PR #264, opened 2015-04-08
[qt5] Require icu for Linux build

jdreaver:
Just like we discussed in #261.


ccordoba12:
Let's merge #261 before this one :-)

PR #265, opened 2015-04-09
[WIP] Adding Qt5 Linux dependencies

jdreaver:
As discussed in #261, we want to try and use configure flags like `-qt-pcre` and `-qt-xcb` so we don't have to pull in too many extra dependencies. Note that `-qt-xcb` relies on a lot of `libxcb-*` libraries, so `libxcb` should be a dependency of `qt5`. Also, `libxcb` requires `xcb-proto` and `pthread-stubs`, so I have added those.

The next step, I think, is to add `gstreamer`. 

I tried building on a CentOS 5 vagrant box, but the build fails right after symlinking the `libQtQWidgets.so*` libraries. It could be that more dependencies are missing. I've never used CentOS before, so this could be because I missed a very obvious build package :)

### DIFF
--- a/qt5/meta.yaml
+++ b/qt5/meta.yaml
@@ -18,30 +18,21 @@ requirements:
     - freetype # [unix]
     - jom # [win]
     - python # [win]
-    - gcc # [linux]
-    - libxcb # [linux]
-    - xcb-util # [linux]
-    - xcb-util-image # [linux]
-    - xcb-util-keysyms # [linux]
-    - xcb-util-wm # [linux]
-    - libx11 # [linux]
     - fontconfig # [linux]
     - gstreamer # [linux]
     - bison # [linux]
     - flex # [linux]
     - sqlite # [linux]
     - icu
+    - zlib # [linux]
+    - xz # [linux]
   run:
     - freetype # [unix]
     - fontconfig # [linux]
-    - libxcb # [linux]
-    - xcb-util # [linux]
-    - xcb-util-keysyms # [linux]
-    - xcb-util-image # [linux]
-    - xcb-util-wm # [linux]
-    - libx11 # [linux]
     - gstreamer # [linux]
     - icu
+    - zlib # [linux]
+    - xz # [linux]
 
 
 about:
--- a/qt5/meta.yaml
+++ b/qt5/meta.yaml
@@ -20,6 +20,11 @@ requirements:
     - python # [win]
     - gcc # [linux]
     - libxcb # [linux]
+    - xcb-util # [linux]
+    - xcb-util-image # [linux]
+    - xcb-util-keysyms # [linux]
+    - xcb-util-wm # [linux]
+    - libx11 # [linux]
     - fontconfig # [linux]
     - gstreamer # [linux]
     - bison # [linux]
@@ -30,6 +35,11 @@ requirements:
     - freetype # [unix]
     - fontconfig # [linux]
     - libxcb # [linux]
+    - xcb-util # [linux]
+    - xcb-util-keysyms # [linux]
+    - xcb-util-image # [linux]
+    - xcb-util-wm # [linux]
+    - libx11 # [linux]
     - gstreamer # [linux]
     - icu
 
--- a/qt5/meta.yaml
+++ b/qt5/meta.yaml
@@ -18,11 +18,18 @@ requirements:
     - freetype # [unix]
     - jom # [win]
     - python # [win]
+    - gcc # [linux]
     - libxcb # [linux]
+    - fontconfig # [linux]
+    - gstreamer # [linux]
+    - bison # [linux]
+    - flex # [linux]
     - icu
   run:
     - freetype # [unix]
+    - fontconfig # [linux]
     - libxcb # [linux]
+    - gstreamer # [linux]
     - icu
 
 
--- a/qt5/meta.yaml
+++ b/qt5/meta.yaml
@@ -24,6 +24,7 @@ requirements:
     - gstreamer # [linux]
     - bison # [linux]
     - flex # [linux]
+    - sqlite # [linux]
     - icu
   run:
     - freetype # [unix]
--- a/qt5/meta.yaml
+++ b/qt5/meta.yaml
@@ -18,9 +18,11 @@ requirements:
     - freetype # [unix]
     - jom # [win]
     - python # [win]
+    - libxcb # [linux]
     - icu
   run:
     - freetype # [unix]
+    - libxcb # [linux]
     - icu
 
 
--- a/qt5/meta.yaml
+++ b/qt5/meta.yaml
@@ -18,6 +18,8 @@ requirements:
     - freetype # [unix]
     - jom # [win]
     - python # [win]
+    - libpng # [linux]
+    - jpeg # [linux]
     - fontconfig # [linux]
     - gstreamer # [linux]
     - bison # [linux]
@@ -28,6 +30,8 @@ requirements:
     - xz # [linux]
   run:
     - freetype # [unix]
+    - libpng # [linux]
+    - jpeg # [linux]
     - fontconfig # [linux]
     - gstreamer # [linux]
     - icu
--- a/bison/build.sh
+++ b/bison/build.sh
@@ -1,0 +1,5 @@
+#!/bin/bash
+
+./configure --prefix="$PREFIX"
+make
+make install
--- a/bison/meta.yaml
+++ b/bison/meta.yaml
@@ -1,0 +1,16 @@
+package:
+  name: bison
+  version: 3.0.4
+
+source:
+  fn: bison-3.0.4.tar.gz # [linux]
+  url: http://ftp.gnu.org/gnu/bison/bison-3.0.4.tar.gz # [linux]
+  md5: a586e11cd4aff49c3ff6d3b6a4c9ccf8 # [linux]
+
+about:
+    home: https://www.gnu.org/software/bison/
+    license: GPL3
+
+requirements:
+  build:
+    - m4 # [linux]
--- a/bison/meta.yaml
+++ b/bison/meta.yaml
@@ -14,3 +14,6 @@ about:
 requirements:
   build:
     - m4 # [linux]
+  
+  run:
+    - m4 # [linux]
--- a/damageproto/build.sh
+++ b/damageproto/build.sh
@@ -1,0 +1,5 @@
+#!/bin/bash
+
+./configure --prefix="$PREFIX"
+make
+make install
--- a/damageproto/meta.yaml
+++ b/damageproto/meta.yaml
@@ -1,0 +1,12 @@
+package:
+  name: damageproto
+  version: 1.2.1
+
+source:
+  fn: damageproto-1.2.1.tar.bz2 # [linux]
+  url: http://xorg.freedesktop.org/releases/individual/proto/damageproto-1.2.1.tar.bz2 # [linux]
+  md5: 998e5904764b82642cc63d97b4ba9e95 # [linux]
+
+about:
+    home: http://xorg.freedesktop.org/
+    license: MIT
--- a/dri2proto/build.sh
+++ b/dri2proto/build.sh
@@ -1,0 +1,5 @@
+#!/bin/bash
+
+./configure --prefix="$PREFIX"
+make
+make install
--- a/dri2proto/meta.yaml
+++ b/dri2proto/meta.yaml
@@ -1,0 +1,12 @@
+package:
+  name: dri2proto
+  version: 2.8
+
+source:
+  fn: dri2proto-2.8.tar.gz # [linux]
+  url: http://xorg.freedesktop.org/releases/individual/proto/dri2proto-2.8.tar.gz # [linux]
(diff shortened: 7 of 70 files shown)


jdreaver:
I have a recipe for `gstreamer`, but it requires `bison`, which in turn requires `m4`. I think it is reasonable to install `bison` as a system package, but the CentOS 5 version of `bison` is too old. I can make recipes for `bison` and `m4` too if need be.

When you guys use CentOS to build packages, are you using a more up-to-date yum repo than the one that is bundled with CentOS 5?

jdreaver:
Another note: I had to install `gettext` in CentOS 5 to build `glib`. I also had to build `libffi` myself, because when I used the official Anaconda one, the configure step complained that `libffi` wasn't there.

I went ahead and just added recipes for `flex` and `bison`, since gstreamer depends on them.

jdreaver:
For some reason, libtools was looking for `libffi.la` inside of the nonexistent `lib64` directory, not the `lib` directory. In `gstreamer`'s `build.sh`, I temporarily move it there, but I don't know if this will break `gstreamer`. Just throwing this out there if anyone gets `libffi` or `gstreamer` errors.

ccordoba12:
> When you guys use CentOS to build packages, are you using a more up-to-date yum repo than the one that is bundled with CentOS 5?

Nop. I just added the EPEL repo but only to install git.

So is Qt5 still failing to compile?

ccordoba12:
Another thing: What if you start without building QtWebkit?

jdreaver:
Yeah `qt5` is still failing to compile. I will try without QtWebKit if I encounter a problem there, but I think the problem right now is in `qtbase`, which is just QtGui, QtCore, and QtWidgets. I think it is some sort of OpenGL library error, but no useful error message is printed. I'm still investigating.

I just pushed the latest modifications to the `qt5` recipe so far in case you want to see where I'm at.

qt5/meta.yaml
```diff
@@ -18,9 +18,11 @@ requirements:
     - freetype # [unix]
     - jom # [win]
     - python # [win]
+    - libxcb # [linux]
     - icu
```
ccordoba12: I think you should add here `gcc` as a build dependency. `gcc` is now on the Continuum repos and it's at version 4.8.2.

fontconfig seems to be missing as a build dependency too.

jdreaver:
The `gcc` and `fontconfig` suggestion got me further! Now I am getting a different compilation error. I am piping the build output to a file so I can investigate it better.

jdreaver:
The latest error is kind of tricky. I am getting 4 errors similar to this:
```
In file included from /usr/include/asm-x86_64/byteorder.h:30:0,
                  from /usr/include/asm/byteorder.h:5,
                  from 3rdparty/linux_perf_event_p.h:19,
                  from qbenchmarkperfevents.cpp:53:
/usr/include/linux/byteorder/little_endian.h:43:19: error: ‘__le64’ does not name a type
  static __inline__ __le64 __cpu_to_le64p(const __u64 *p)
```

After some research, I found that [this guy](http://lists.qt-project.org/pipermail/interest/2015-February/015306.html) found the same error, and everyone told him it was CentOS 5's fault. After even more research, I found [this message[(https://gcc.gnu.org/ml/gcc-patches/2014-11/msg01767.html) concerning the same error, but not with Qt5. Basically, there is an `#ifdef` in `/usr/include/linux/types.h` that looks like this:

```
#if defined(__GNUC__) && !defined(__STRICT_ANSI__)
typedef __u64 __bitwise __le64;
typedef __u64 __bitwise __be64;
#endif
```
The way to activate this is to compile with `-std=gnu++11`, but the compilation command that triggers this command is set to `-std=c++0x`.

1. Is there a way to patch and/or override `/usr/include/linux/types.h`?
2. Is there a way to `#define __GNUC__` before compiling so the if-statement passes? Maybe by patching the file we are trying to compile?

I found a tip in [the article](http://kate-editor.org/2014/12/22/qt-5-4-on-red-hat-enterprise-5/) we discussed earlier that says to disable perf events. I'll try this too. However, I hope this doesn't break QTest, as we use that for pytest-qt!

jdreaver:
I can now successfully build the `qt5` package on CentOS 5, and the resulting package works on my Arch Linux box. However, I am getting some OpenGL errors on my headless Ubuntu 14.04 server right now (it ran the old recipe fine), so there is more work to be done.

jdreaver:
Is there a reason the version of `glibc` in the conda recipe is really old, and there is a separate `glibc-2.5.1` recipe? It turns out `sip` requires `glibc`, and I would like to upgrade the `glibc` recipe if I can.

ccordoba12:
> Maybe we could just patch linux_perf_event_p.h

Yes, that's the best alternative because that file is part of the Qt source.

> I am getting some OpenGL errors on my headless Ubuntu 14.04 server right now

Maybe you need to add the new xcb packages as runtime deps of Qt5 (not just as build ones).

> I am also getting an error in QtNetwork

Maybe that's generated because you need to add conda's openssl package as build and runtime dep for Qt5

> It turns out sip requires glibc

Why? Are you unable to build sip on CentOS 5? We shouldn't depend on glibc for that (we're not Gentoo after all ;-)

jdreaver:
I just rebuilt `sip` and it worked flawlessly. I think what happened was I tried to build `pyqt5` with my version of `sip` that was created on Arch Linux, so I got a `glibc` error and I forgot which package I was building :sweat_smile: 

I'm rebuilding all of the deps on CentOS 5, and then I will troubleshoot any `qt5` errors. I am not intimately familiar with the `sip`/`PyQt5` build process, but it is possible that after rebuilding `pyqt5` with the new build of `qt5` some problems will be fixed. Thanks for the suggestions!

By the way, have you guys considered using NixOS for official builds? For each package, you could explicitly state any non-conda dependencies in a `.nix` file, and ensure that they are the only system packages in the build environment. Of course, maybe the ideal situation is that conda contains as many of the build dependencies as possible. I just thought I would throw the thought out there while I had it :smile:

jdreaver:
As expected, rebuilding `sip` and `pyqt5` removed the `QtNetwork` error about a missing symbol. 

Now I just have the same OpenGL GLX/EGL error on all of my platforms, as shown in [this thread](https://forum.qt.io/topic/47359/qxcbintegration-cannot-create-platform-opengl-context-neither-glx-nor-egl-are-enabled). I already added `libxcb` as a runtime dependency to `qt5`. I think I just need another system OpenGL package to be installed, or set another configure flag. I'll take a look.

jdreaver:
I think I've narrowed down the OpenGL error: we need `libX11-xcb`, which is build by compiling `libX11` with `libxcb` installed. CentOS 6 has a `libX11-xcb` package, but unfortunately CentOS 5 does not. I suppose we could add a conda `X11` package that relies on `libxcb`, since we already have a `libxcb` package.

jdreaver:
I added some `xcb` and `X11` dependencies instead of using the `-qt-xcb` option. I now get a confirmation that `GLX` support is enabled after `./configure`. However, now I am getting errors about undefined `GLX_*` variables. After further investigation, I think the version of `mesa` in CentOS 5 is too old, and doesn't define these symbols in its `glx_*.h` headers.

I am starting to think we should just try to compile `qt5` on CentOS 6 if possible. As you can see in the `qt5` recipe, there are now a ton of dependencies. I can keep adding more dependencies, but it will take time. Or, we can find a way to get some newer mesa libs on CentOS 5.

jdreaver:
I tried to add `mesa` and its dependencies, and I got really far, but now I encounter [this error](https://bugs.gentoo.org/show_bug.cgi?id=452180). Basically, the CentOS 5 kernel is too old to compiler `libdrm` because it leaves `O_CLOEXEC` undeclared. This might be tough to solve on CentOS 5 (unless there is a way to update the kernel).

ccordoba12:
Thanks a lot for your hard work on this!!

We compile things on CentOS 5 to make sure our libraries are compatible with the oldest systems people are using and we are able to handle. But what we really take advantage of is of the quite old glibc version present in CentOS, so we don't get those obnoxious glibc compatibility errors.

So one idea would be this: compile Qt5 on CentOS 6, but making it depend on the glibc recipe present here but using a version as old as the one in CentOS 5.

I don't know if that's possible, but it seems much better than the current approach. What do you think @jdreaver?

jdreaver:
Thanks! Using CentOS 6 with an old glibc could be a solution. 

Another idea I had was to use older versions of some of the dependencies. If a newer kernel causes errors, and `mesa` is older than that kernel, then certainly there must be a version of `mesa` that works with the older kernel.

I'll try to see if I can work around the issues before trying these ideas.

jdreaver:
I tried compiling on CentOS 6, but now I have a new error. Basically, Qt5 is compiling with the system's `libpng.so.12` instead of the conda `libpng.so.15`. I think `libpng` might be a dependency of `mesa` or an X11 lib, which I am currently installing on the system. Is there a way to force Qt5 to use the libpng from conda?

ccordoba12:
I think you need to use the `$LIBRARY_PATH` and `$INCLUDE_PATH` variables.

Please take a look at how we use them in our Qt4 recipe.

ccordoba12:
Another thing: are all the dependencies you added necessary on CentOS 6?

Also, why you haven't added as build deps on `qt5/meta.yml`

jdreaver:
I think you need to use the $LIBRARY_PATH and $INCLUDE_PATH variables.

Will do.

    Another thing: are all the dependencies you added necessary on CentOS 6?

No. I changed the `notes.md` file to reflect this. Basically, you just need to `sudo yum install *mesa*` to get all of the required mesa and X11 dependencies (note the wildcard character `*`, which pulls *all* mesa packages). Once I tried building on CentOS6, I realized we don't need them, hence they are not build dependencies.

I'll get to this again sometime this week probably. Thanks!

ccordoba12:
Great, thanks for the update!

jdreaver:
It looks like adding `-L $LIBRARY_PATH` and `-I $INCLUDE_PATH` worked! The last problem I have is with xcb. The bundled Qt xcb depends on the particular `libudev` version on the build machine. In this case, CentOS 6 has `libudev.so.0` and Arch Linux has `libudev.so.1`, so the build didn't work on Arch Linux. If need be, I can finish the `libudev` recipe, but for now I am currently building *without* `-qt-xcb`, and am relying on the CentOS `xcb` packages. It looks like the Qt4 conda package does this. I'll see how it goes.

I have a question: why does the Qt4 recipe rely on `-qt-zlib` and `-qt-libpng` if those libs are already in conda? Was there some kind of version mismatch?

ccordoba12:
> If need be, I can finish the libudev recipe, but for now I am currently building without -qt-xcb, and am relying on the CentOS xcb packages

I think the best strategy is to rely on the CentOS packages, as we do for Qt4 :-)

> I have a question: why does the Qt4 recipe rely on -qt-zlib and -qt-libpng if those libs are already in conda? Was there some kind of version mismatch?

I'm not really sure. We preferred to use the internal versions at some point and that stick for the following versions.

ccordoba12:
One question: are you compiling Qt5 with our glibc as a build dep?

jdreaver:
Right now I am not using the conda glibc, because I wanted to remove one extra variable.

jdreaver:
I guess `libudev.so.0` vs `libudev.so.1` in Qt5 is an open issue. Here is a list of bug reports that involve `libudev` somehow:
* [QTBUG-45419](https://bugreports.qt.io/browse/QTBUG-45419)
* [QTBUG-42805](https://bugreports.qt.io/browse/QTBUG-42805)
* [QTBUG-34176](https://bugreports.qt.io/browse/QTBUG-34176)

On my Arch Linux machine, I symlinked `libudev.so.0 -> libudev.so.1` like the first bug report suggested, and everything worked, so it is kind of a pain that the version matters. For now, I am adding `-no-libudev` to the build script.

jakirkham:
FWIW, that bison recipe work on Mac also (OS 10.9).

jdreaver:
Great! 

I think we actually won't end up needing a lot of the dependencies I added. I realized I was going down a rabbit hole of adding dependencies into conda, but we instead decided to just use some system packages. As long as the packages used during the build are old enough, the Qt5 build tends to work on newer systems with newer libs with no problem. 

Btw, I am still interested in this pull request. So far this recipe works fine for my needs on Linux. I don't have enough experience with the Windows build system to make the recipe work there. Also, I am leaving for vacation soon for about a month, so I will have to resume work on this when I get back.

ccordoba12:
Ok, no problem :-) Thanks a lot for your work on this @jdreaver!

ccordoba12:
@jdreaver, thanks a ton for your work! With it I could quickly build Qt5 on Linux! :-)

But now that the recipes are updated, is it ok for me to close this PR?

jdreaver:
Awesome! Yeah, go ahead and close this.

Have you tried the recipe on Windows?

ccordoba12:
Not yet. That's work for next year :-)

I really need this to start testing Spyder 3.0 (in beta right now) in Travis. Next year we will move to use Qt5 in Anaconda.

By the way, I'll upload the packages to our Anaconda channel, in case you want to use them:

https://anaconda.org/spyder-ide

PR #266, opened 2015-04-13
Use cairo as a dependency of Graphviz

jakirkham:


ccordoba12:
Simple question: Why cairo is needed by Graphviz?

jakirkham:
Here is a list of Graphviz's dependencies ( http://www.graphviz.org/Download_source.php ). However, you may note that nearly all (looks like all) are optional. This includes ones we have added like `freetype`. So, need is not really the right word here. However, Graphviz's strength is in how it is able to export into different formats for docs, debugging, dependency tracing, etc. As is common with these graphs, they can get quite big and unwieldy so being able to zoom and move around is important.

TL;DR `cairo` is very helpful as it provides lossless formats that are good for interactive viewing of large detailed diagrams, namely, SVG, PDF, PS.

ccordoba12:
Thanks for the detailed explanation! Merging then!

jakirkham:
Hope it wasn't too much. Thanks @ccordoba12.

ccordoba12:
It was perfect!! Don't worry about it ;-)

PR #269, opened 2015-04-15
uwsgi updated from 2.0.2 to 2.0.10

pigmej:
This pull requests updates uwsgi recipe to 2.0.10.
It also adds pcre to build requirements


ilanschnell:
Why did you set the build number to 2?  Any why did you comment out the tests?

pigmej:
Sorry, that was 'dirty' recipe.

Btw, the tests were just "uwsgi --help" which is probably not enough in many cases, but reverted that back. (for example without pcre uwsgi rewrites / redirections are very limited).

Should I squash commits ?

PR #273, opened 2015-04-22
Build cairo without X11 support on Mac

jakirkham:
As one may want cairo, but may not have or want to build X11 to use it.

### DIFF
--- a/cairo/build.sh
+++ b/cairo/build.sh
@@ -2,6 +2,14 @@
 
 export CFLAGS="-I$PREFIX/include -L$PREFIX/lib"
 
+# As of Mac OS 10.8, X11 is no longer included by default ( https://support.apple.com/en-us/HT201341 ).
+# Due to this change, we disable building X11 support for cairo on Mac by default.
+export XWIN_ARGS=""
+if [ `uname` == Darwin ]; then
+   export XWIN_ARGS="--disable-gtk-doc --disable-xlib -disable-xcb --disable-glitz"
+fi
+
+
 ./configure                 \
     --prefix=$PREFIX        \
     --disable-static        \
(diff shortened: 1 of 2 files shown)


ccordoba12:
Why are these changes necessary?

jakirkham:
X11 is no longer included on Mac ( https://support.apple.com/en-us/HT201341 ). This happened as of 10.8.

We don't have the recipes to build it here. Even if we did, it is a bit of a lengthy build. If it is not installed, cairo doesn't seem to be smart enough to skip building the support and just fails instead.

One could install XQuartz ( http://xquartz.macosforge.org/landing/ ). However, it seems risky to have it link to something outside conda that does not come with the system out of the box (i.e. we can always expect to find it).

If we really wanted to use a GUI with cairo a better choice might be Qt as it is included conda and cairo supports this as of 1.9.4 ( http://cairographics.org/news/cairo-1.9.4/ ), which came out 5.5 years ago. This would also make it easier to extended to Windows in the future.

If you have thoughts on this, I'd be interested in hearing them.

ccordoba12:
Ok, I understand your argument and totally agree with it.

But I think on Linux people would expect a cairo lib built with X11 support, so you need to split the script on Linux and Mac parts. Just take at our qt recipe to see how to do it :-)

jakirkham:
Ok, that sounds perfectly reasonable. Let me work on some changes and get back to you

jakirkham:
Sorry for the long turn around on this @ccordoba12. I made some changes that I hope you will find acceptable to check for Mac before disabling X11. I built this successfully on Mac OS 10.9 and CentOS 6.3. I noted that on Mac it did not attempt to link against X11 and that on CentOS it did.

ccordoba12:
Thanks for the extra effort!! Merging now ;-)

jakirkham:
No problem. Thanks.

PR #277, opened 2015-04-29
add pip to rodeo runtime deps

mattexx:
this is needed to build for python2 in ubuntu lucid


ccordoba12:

----------------

**PROBLEM STATEMENT:**
Copy over exactly the lines above from the one with "If you have" to the last, both included, and no others.

**EXERCISE SOLUTION:**
If you have thoughts on this, I'd be interested in hearing them.

ccordoba12:
Ok, I understand your argument and totally agree with it.

But I think on Linux people would expect a cairo lib built with X11 support, so you need to split the script on Linux and Mac parts. Just take at our qt recipe to see how to do it :-)

jakirkham:
Ok, that sounds perfectly reasonable. Let me work on some changes and get back to you

jakirkham:
Sorry for the long turn around on this @ccordoba12. I made some changes that I hope you will find acceptable to check for Mac before disabling X11. I built this successfully on Mac OS 10.9 and CentOS 6.3. I noted that on Mac it did not attempt to link against X11 and that on CentOS it did.

ccordoba12:
Thanks for the extra effort!! Merging now ;-)

jakirkham:
No problem. Thanks.

PR #277, opened 2015-04-29
add pip to rodeo runtime deps

mattexx:
this is needed to build for python2 in ubuntu lucid


ccordoba12:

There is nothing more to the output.